▶ _Task brief_: Across all the lines of the following material, count those that include the word "import" and give only the result.
·····
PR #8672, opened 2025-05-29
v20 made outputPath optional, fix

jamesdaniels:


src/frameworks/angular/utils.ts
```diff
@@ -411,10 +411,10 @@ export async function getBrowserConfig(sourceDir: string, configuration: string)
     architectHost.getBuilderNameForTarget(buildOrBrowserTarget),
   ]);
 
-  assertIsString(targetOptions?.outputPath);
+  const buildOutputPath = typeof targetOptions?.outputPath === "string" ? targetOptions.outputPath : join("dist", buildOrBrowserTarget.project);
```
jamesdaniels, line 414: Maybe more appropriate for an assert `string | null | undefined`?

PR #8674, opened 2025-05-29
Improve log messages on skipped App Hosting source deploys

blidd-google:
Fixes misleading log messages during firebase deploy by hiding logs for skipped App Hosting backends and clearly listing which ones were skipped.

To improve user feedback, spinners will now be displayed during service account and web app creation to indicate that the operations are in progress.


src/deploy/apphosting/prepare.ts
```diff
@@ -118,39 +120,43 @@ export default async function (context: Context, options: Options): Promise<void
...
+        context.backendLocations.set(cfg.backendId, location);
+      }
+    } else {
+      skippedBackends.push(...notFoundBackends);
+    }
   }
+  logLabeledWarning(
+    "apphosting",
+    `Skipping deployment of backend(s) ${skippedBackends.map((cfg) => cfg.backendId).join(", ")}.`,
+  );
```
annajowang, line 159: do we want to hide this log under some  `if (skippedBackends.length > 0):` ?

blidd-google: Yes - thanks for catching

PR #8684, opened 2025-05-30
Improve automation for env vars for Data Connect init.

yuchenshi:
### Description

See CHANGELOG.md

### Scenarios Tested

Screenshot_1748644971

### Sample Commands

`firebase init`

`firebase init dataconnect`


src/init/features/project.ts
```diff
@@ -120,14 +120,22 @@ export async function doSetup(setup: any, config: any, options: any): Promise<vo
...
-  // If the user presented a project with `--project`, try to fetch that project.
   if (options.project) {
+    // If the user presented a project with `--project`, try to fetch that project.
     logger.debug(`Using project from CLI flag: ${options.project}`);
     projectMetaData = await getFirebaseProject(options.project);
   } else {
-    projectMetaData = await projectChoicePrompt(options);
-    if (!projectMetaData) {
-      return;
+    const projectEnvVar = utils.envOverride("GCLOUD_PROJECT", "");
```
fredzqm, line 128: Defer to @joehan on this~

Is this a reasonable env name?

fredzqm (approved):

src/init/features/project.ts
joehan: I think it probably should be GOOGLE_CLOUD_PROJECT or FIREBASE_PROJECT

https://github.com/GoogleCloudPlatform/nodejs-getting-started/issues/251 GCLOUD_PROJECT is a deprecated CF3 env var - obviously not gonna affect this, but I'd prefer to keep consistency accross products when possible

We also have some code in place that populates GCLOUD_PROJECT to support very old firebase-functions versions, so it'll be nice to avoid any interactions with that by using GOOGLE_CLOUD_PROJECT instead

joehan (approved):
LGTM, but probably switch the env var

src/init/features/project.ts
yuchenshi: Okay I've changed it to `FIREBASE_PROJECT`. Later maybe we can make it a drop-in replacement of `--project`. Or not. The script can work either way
·····
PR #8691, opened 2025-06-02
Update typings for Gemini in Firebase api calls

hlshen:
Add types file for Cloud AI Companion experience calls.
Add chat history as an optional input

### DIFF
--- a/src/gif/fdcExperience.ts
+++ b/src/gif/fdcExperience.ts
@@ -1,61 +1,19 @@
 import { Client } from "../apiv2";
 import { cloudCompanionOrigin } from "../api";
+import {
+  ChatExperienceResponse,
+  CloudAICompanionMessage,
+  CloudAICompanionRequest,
·····
▶ _Expected answer_: 3